To demonstrate the ideas we would like to combine the different components into one system and solve the following problem: A robot is given in spoken language the names of objects, and finds these objects using his vision system in a room. We plan to bring our robot equipped with a laser range sensor, sonar ring, and a pan-tilt unit carrying a stereo rig of four colour cameras. The robot has the software for basic navigation capabilities (obstacle avoidance, path planning) and building a map of the place.
Relationship to previous work:
While visual object recognition is a heavily studied problem in Computer Vision, the current framework for this research is not anthropomorphic, but data-base driven. Current object recognition approaches, without segmentation of the scene into regions corresponding to objects, passively search the image with templates of appearance-based feature descriptors. Success largely is due to advances in learning techniques. A few studies recently considered additional information for recognition from labeled images transcripts and language resources, but they treated language simply as a contextual system. In contrast here, we would like to study the interaction between signal processing (vision and sound) and higher cognitive processes (language processing) and implement them for a system with an attention mechanism in an active approach.

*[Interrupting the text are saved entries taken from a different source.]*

PR #4257, opened 2025-03-12
fix(DTFS2-7825): added all 58 currencies to the currency type literal

abhi-markan:
## Introduction :pencil2:
When a non top four currency is used when creating a deal and then an amendment is processed the amendment facility value is not shown due to `currencySchema` validation which only allowed certain currencies.

* Ensured all 58 supported currencies are allowed under a union of currency literals type.
* Added an E2E tests with `AUD` as a currency for a `Loan` facility.

* Code refactorisation
  * Improve code quality.
  * Improce code readability.
  * Migrated shared schemas to `libs/common`.
  * Improved strict typing for certain functions.
  * Removed few Eslint inline disable rules.
* Improved documentation.
* Updated `feature` deployment CRON schedule to `01:00`.


libs/common/src/interfaces/country.ts
```diff
@@ -0,0 +1,25 @@
+/**
+ * Interface representing a country.
+ */
+export interface CountryInterface {
```
zainUKEF, line 4: The other types/interfaces don't have "Interface" in their names.  Would it be better keeping with the current pattern

libs/common/src/interfaces/currency.ts
```diff
@@ -0,0 +1,25 @@
+/**
+ * Interface representing a currency.
+ */
+export interface CurrencyInterface {
```
zainUKEF, line 4: Same as above

abhi-markan: Only reason I added here as `Currency` is a type and when exporter from `{ Currency } from '@dtfs2/common'` it will import a type, therefore adding explicity suffix.

libs/common/src/interfaces/country.ts
abhi-markan: Good point, have answered below.

external-api/src/helpers/array.test.ts
```diff
@@ -0,0 +1,335 @@
...
+        id: 'D',
+      },
+      {
+        currencyId: 7,
+        text: 'G',
+        id: 'G',
+      },
+    ]);
+  });
+
```
tony-barnes-ukef, line 134: Lots of repetition, could do something like this:

```ts
const currencyA = { ... };
const currencyB = { ... };

const expected = [currencyA, currencyB]
```

Not sure if this would be sensible with the industries

external-api/src/helpers/array.ts
```diff
@@ -1,9 +1,13 @@
-/* eslint-disable @typescript-eslint/unbound-method */
-/* eslint-disable @typescript-eslint/no-unsafe-call */
-/* eslint-disable @typescript-eslint/no-unsafe-member-access */
-/* eslint-disable @typescript-eslint/no-unsafe-assignment */
-/* eslint-disable @typescript-eslint/no-unsafe-argument */
-/* eslint-disable @typescript-eslint/no-explicit-any */
-/* eslint-disable @typescript-eslint/no-unsafe-return */
```
tony-barnes-ukef, line 7: Lovely 😍

libs/common/src/interfaces/industry.ts
```diff
@@ -0,0 +1,34 @@
...
+   * The code of the industry sector.
+   */
+  code: string;
+
+  /**
+   * The name of the industry sector.
+   */
+  name: string;
+
+  /**
```
zainUKEF, line 30: could we instead do IndustrySectorInterface  extends IndustryClassInterface  so we don't repeat

external-api/src/helpers/array.ts
```diff
@@ -1,9 +1,13 @@
...
+
+/**
+ * Sorts an array of objects alphabetically based on a specified field.
+ *
+ * @param {unionInterface[]} arr - The array of objects to be sorted.
+ * @param {string} field - The field name by which to sort the objects.
+ * @returns {unionInterface[]} The sorted array of objects.
+ */
+export const sortArrayAlphabetically = (arr: unionInterface[], field: string): unionInterface[] =>
+  arr.sort((a: unionInterface, b: unionInterface) => (a[field as keyof unionInterface] as string).localeCompare(b[field as keyof unionInterface] as string));
```
tony-barnes-ukef, line 13: Are the `as string`'s necessary?

libs/common/src/constants/currency.ts
zainUKEF, line 1: it would be good one day to have this come from MDM/APIM

libs/common/src/interfaces/currency.ts
tony-barnes-ukef: What's the difference between `Currency` in common compared to here? Worried about potential confusion in the future RE what to use

Same question for IndustryClass/Sector below

external-api/src/helpers/array.ts
```diff
@@ -1,9 +1,13 @@
...
-export const sortArrayAlphabetically = (arr: any, field: any) => arr.sort((a: any, b: any) => a[field].localeCompare(b[field]));
+type unionInterface = CountryInterface | CurrencyInterface | IndustrySectorInterface;
+
+/**
+ * Sorts an array of objects alphabetically based on a specified field.
+ *
+ * @param {unionInterface[]} arr - The array of objects to be sorted.
+ * @param {string} field - The field name by which to sort the objects.
+ * @returns {unionInterface[]} The sorted array of objects.
+ */
```
zainUKEF, line 11: we don't need the types here

external-api/src/helpers/array.test.ts
abhi-markan: Good point, have refactored.

external-api/src/helpers/array.ts
abhi-markan: Covered previously will remove them in one single PR once we have established the standard on TSDocs.

external-api/src/helpers/array.ts
abhi-markan: Yes as `localCompare` is only available to `string` type and not to literal types of `unionInterface`

libs/common/src/constants/currency.ts
abhi-markan: Agree, however in a separate feature ticket as this will also require a either a list of allowed currencies from MDM or APIM (MDM) to return only currencies accepted in DTFS.

libs/common/src/interfaces/industry.ts
abhi-markan: Good point, have extended.

rkontogianni (approved):

libs/common/src/interfaces/currency.ts
tony-barnes-ukef, line 4: What's the difference between Currency in common compared to here? Worried about potential confusion in the future RE what to use

Same question for IndustryClass/Sector below

zainUKEF (approved):

libs/common/src/interfaces/currency.ts
abhi-markan: If you mean `Currency` then that is a type and `CURRENCY` and `ALL_CURRENCIES` are literal types of currencies. I wanted to explicity suffix interfaces with `Interface` so when being imported from DTFS common library then the developer know which one they are exporting.

zainUKEF (dismissed):

trade-finance-manager-ui/server/controllers/case/index.js
```diff
@@ -325,60 +325,65 @@ const formatAmendmentDetails = (allAmendments) => {
...
+      hasAmendmentInProgress,
+      hasAmendmentInProgressButton,
+      allAmendments,
+      amendments,
+      amendmentsInProgress,
+      showFacilityEndDate: facility.facilitySnapshot.isGef,
+    });
+  } catch (error) {
+    console.error('Error getting case facility %o', error);
+    return res.redirect('/not-found');
```
tony-barnes-ukef, line 385: Unit test for this would be great if possible

tony-barnes-ukef (dismissed):

trade-finance-manager-ui/server/controllers/case/index.js
abhi-markan: Good spot, I was meaning to and forgot have added. Thanks

tony-barnes-ukef (approved):

PR #4261, opened 2025-03-13
fix(DTFS2-7846): feature deployment and ACR purge

abhi-markan:
## Introduction :pencil2:
Ensure `feature` enviornment is also incorporated into automated deployment pipelines.

* Added nightly `main` deployment to `feature` at `00:30`.
* Added feature ACR to `purge.yml`.

* Added an exception to cspell.

### DIFF
--- a/.github/workflows/feature.yml
+++ b/.github/workflows/feature.yml
@@ -30,7 +30,7 @@ run-name: 🚀 Deploying to feature
 
 on:
   schedule:
-    - cron: '0 30 * * *'
+    - cron: '30 0 * * *'
 
   push:
     branches:
--- a/.github/workflows/feature.yml
+++ b/.github/workflows/feature.yml
@@ -2,6 +2,7 @@
 # *******************
 #
 # This GitHub Actions workflow automates the deployment process for web apps and Azure Functions to Azure.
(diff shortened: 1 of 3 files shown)


.github/workflows/feature.yml
```diff
@@ -2,6 +2,7 @@
 # *******************
 #
 # This GitHub Actions workflow automates the deployment process for web apps and Azure Functions to Azure.
+# It is triggered when on base default branch i.e. `main` at every day at midnight. The workflow runs after a successful QAT workflow
```
zainUKEF, line 5:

List of specific topic area projects:
Speech processing: to understand instructions about objects
Natural Language Processing: Developing the tools to extract properties of objects to aid the visual processes. Such properties are visual attributes (color, texture, shape), object part descriptions, and information about the spatial relationship of objects in the scene
Visual processing: Segmentation of the scene into visual regions corresponding to objects and Computing 2D properties such as texture and contours, and 3D shape primitives
Attention system: Developing a framework (possibly using Information theory) for finding where to look next on the basis of higher level knowledge together with visual information
Memory: Studying which primitives of shape and 2d visual appearance characterize specific objects, and how we can organize this knowledge in a principled fashion.
Talks
Projects
In this project we plan to put together a whole system consisting of a robot with vision, sound and language (for reasoning) that recognizes human manipulation activities. A manipulation activity in this description consists of three quantities: the tool, the action, and the object. For example; “knife, cut tomato”. The robot with software, developed under ROS, looks at a scene consisting of a person performing a manipulation action and outputs a verbal description of the activity, such as: “A person cuts a tomato with a knife.”

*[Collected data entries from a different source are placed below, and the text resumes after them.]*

PR #4266, opened 2025-03-18
chore(deployment): updated deployment cron schedule

abhi-markan:
## Introduction :pencil2:
Updated deployment schedule.

### DIFF
--- a/.github/workflows/deployment.yml
+++ b/.github/workflows/deployment.yml
@@ -30,7 +30,7 @@ run-name: 🚀 Deploying to dev
 
 on:
   schedule:
-    - cron: '0 21 * * *'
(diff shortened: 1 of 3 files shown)


.github/workflows/deployment.yml
```diff
@@ -30,7 +30,7 @@ run-name: 🚀 Deploying to dev
 
 on:
   schedule:
-    - cron: '0 21 * * *'
+    - cron: '0 19 * * *'
```
zainUKEF, line 33: is this not too early? if anyone's QA'ing till late on dev, then it could interupt?

zainUKEF (approved):

PR #4294, opened 2025-04-04
fix(DTFS2-7917): record correction - cancel link

zainUKEF:
## Introduction :pencil2:
This PR fixes the record correction cancel link which was a button but should be a link

* Changed create-record-correction-request and check-the-information templates to have a link instead of a button
* Changed post cancel route to a get (as pressing a link triggers a get request)
* Updated tests
* Updated and added to e2e tests

## Screenshot :camera_flash:
image


abhi-markan (approved):
LGTM 👍🏼

PR #4327, opened 2025-05-23
fix(DTFS2-7953): acbs tfm reconciliation check

abhi-markan:
# Pull Request

## Introduction :pencil2:

When a TFM reconcilliation with ACBS fails for the deal, it allows maker to action facility issuance on TFM however due to a controlloer level validation at `TFM-API` the payload is never constructed and therefore an invalid facility stage is presented to the TFM user stating facility is `Issued` but in reality it is not issued in ACBS due to validation.

* Introduced an additional check `isInAbcs` for facility issuance link appearance on Portal (Maker only).
* Added test cases

* Improved documentation.
* Improved code quality by refactoring helper function.
* Clearer function names.

## Screenshot :camera_flash:
When facility can be issued, the link is not presented to the user since ACBS reconcilliation has not successfully finished.

image


portal-api/src/v1/controllers/tfm.controller.js
```diff
@@ -1,6 +1,6 @@
 const { ALL_TEAM_IDS } = require('@ukef/dtfs2-common');
 const { HttpStatusCode } = require('axios');
-const { getTfmTeam } = require('../api');
+const { getTfmTeam, getTfmDeal } = require('../api');
```
rkontogianni, line 4: @abhi-markan do you have a unit test for this ?

gef-ui/server/services/__tests__/api.test.js
```diff
@@ -578,3 +578,152 @@ describe('getAmendmentsOnDeal()', () => {
     await expect(returned).rejects.toThrow(InvalidDealIdError);
   });
 });
+
+describe.only('getTfmDeal', () => {
```
zainUKEF, line 582: remove .only please

zainUKEF (dismissed):

PR #4344, opened 2025-06-13
fix(DTFS2-7995):  fix getFacilities

rkontogianni:
# Pull Request

## Introduction :pencil2:
This PR is to fix the application-details page when the Portal amendment feature flag is disabled.

- check if isPortalFacilityAmendmentsFeatureFlagEnabled 
-  if is enable then getAcknoledgedAmendments and map the facility values
-  unit tests


portal-api/src/v1/gef/controllers/facilities.controller.js
```diff
@@ -86,9 +87,12 @@ const getAllFacilitiesByDealId = async (dealId) => {
 };
 exports.getAllFacilitiesByDealId = getAllFacilitiesByDealId;
 
+exports.isPortalFacilityAmendmentsFeatureFlagEnabled = isPortalFacilityAmendmentsFeatureFlagEnabled;
```
abhi-markan, line 90:
```suggestion
exports.isPortalFacilityAmendmentsFeatureFlagEnabled = isPortalFacilityAmendmentsFeatureFlagEnabled;
```

Do we need this line, can we not simply just use `isPortalFacilityAmendmentsFeatureFlagEnabled`?

portal-api/src/v1/gef/controllers/facilities.controller.test.js
```diff
@@ -0,0 +1,163 @@
...
+    };
+
+    db.getCollection = mockDatabase.getCollection;
+  });
+
+  afterAll(() => {
+    jest.resetAllMocks();
+  });
+
+  describe('when FF_PORTAL_FACILITY_AMENDMENTS_ENABLED is disabled', () => {
```
abhi-markan, line 80: Need an assertion where `FF_PORTAL_FACILITY_AMENDMENTS_ENABLED` is not specicied.

abhi-markan (changes requested):

portal-api/src/v1/gef/controllers/facilities.controller.js
rkontogianni: @abhi-markan I need to keep this as it is, because I need to mock the result in unit test

zainUKEF (approved):

PR #4350, opened 2025-06-24
fix(DTFS2-8004): unable to access timeZoneConfig schema

abhi-markan:
# Pull Request

## Introduction :pencil2:

`gef-ui` was unable to access `timeZoneConfig` schema's DEFAULT property.

* Simplification of code: Removed `zod` and replaced with direct `TZ` enviornment variable access, in its absence a default constant value will be used `Europe/London`.


audrius-vaitonis (approved):
Looks fine,

some comments:
* if timeZoneConfig access stopped to work, maybe it is better to fix it instead of replacing.
* old name `timeZoneConfig.DEFAULT` better describes that we are about to use static default value. New name `timezone` is very generic.

rkontogianni (approved):

PR #4372, opened 2025-07-31
feat(DTFS2-8016): gef fixed fee calculation as per guarantee fee

abhi-markan:
# Introduction :pencil2:

The current fixed fee calculation formula for `GEF` facilities uses bank's interest margin.
This has been identified as incorrect and therefore should be changed to guarantee fee payable to UKEF.

* Updated to `guaranteeFee` number property.
* Migrated GEF fixed fee formula calculation to `libs/common`.
* Removed `coverEndDateTimestamp` property for GEF fixed fee calculation, as the existing function has been expanded to cater for both date and EPOCH timestamp.
* Updated unit test cases.


libs/common/src/helpers/facility-calculations/index.test.ts
```diff
@@ -235,4 +243,175 @@ describe('GEF drawn amount', () => {
       expect(response).toEqual(FACILITY_UTILISATION_PERCENTAGE.DEFAULT);
     });
   });
+
+  describe('calculateDaysOfCover', () => {
+    it('should return difference in cover start and end date in days for EPOCH start', () => {
```
zainUKEF, line 248: can this be more descriptive for why it should be 0?

libs/common/src/helpers/facility-calculations/index.test.ts
```diff
@@ -235,4 +243,175 @@ describe('GEF drawn amount', () => {
...
+      const drawnAmount = 100;
+      const daysOfCover = 30;
+      const dayCountBasis = 365;
+      const guaranteeFee = 1;
+
+      // Act
+      const response = calculateFeeAmount(drawnAmount, daysOfCover, dayCountBasis, guaranteeFee);
+
+      // Assert
+      expect(response).toBe(0.0821917808219178);
```
zainUKEF, line 297: should this function not return a rounded number?

abhi-markan: No requirement was captured historically, we currently round-off to 2DP elsewhere.

libs/common/src/helpers/facility-calculations/index.test.ts
```diff
@@ -235,4 +243,175 @@ describe('GEF drawn amount', () => {
...
+      // Act
+      const response = calculateFeeAmount(drawnAmount, daysOfCover, dayCountBasis, guaranteeFee);
+
+      // Assert
+      expect(response).toBe(0);
+    });
+  });
+
+  describe('calculateGefFacilityFeeRecord', () => {
+    const facility = {
```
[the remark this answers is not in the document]
abhi-markan: Not in libs/common.

zainUKEF (dismissed):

The different components that will be developed:
1. Enriching the praxicon:
The Praxicon is a lexical resource that encodes information about the relationship of actions and objects, descriptions of actions, and descriptions of objects. In this project the Praxicon will be enhanced with information relating to the manipulation actions analyzed in this project.
2. The reasoner:
The reasoner gets as input the recognized quantities from the visual modules (tool object action) and verifies whether the combination is possible, or suggests that one of the quantities is recognized erroneously and makes suggestions. It also generates the sentence.
Output is in the form:
visual: ok
alternative type: objA probability, objB probability, objC probability etc.

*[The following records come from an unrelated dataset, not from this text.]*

PR #4377, opened 2025-08-04
fix(DTFS2-8016): revert fixed fee formula to interest percentage

abhi-markan:
# Introduction :pencil2:

Revert `guaranteeFee` to `interestPercentage` in fixed fee formula calculation.


zainUKEF (approved):
can you use the PR format for the description please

verbalisation: 'sentence describing the scene'
Examples:
visual: ok
alternative type: none
verbalisation: 'cut the tomato with the knife'
or
visual: wrong
alternative tool: butter knife 1, slicer 0.5, etc.
verbalisation: none
3. Communication between the robot and the Praxicon through a web-service
4. Object and Tool segmentation
To segment objects and tools we use the fixation based algorithm by Mishra et al. 09, but using as input Kinect data (RGBD) and adapt it to run under ROS.
5. Hand detection and finding when the hand comes in contact with the tool
Hands will be located and tracked using an existing ROS package. Code needs to be developed to locate in time when the hand comes in contact with the tool and when the hand releases the tool.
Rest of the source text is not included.